PR #7130, opened 2026-01-08
Fixes for shuffle_iterator

RAMitchell:
Fixes the issues described in https://github.com/NVIDIA/cccl/pull/7062#issuecomment-3712125756 and adds many more tests.

### DIFF
--- a/libcudacxx/test/libcudacxx/cuda/iterators/shuffle_iterator/uniformity.pass.cpp
+++ b/libcudacxx/test/libcudacxx/cuda/iterators/shuffle_iterator/uniformity.pass.cpp
@@ -22,6 +22,8 @@
 #include "test_macros.h"
 #include "types.h"
 
+TEST_DIAG_SUPPRESS_MSVC(4146) // unary minus operator applied to unsigned type, result still unsigned
+
 // A lehmer code is a unique index for a permutation
 template <size_t N>
 __host__ __device__ size_t lehmer_code(const cuda::std::array<int, N>& perm)


libcudacxx/include/cuda/__random/feistel_bijection.h
```diff
@@ -57,44 +51,49 @@ class __feistel_bijection
   template <class _RNG>
   _CCCL_API __feistel_bijection(uint64_t __num_elements, _RNG&& __gen)
   {
-    const uint64_t __total_bits = static_cast<uint64_t>(::cuda::std::max(4, ::cuda::std::bit_width(__num_elements)));
+    const uint64_t __total_bits =
+      (::cuda::std::max) (uint64_t{8}, static_cast<uint64_t>(::cuda::std::bit_width(__num_elements)));
```
davebayer:
```suggestion
      ::cuda::std::max(uint64_t{8}, static_cast<uint64_t>(::cuda::std::bit_width(__num_elements)));
```
Should be fine now :) you can leave it as is

davebayer (approved):

libcudacxx/test/libcudacxx/cuda/iterators/shuffle_iterator/uniformity.pass.cpp
```diff
@@ -0,0 +1,390 @@
...
+  double EK2 = expected_K2(n, lambda);
+
+  double varK   = EK2 - EK * EK;
+  double varMMD = 2.0 * varK / double(M);
+
+  return cuda::std::sqrt(2.0 * varMMD) * inverse_erf(1.0 - alpha);
+}
+
+template <size_t N>
+_CCCL_HOST_DEVICE void test_mmd()
```
miscco: In tests we currently still use `__host__ __device__` plainly I would prefer to keep it as such until we change it globally

libcudacxx/include/cuda/__random/feistel_bijection.h
```diff
@@ -57,44 +51,49 @@ class __feistel_bijection
...
 
   [[nodiscard]] _CCCL_API constexpr uint64_t operator()(const uint64_t __val) const noexcept
   {
-    __decomposed __state = {static_cast<uint32_t>(__val >> __right_side_bits),
-                            static_cast<uint32_t>(__val & __right_side_mask)};
-    for (uint32_t i = 0; i < __num_rounds; i++)
+    // Mitchell, Rory, et al. "Bandwidth-optimal random shuffling for GPUs." ACM Transactions on Parallel Computing 9.1
+    // (2022): 1-20.
+    uint32_t __L = __val >> __R_bits_;
+    uint32_t __R = __val & __R_mask_;
```
leofang: Q: Is this part the actual fix, that we swap the definitions of the original `high` and `low`? Otherwise the rest looks the same to me.

miscco (approved):

miscco:
pre-commit.ci autofix

libcudacxx/include/cuda/__random/feistel_bijection.h
RAMitchell: Actually there was a significant bug. The high and low values were being initialised swapped from what they should have been. This meant that with odd number of bits one of the bits was getting removed -  as a consequence the tests would run forever because the bijection was incorrect (i.e. values collided).

I wrote it from scratch again to find the bug as I couldn't find it at first! I relabeled everything with the notation from the paper which is less confusing to me.

RAMitchell:
One thing I would also like to try in a subsequent PR is using a splitmix64 (or similar PRNG sequence) inside the round function to generate the key sequence from a 64 bit starting key instead of carrying around 24 registers with the PRNG keys. The philox PRNG just uses a weyl sequence but according to my tests it is not random enough.

RAMitchell:
Further note: number of rounds is set to 24. Anything less than 12 starts to fail these tests. So 24 is probably a good conservative value for now.

miscco:
/ok to test [013af58](https://github.com/NVIDIA/cccl/pull/7130/commits/013af58a16a4227521924da57c13327b1b558e07)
※ ※ ※
Repeat each record above precisely as written.

TASK OUTPUT:
PR #7130, opened 2026-01-08
Fixes for shuffle_iterator

RAMitchell:
Fixes the issues described in https://github.com/NVIDIA/cccl/pull/7062#issuecomment-3712125756 and adds many more tests.

### DIFF
--- a/libcudacxx/test/libcudacxx/cuda/iterators/shuffle_iterator/uniformity.pass.cpp
+++ b/libcudacxx/test/libcudacxx/cuda/iterators/shuffle_iterator/uniformity.pass.cpp
@@ -22,6 +22,8 @@
 #include "test_macros.h"
 #include "types.h"
 
+TEST_DIAG_SUPPRESS_MSVC(4146) // unary minus operator applied to unsigned type, result still unsigned
+
 // A lehmer code is a unique index for a permutation
 template <size_t N>
 __host__ __device__ size_t lehmer_code(const cuda::std::array<int, N>& perm)


libcudacxx/include/cuda/__random/feistel_bijection.h
```diff
@@ -57,44 +51,49 @@ class __feistel_bijection
   template <class _RNG>
   _CCCL_API __feistel_bijection(uint64_t __num_elements, _RNG&& __gen)
   {
-    const uint64_t __total_bits = static_cast<uint64_t>(::cuda::std::max(4, ::cuda::std::bit_width(__num_elements)));
+    const uint64_t __total_bits =
+      (::cuda::std::max) (uint64_t{8}, static_cast<uint64_t>(::cuda::std::bit_width(__num_elements)));
```
davebayer:
```suggestion
      ::cuda::std::max(uint64_t{8}, static_cast<uint64_t>(::cuda::std::bit_width(__num_elements)));
```
Should be fine now :) you can leave it as is

davebayer (approved):

libcudacxx/test/libcudacxx/cuda/iterators/shuffle_iterator/uniformity.pass.cpp
```diff
@@ -0,0 +1,390 @@
...
+  double EK2 = expected_K2(n, lambda);
+
+  double varK   = EK2 - EK * EK;
+  double varMMD = 2.0 * varK / double(M);
+
+  return cuda::std::sqrt(2.0 * varMMD) * inverse_erf(1.0 - alpha);
+}
+
+template <size_t N>
+_CCCL_HOST_DEVICE void test_mmd()
```
miscco: In tests we currently still use `__host__ __device__` plainly I would prefer to keep it as such until we change it globally

libcudacxx/include/cuda/__random/feistel_bijection.h
```diff
@@ -57,44 +51,49 @@ class __feistel_bijection
...
 
   [[nodiscard]] _CCCL_API constexpr uint64_t operator()(const uint64_t __val) const noexcept
   {
-    __decomposed __state = {static_cast<uint32_t>(__val >> __right_side_bits),
-                            static_cast<uint32_t>(__val & __right_side_mask)};
-    for (uint32_t i = 0; i < __num_rounds; i++)
+    // Mitchell, Rory, et al. "Bandwidth-optimal random shuffling for GPUs." ACM Transactions on Parallel Computing 9.1
+    // (2022): 1-20.
+    uint32_t __L = __val >> __R_bits_;
+    uint32_t __R = __val & __R_mask_;
```
leofang: Q: Is this part the actual fix, that we swap the definitions of the original `high` and `low`? Otherwise the rest looks the same to me.

miscco (approved):

miscco:
pre-commit.ci autofix

libcudacxx/include/cuda/__random/feistel_bijection.h
RAMitchell: Actually there was a significant bug. The high and low values were being initialised swapped from what they should have been. This meant that with odd number of bits one of the bits was getting removed -  as a consequence the tests would run forever because the bijection was incorrect (i.e. values collided).

I wrote it from scratch again to find the bug as I couldn't find it at first! I relabeled everything with the notation from the paper which is less confusing to me.

RAMitchell:
One thing I would also like to try in a subsequent PR is using a splitmix64 (or similar PRNG sequence) inside the round function to generate the key sequence from a 64 bit starting key instead of carrying around 24 registers with the PRNG keys. The philox PRNG just uses a weyl sequence but according to my tests it is not random enough.

RAMitchell:
Further note: number of rounds is set to 24. Anything less than 12 starts to fail these tests. So 24 is probably a good conservative value for now.

miscco:
/ok to test [013af58](https://github.com/NVIDIA/cccl/pull/7130/commits/013af58a16a4227521924da57c13327b1b558e07)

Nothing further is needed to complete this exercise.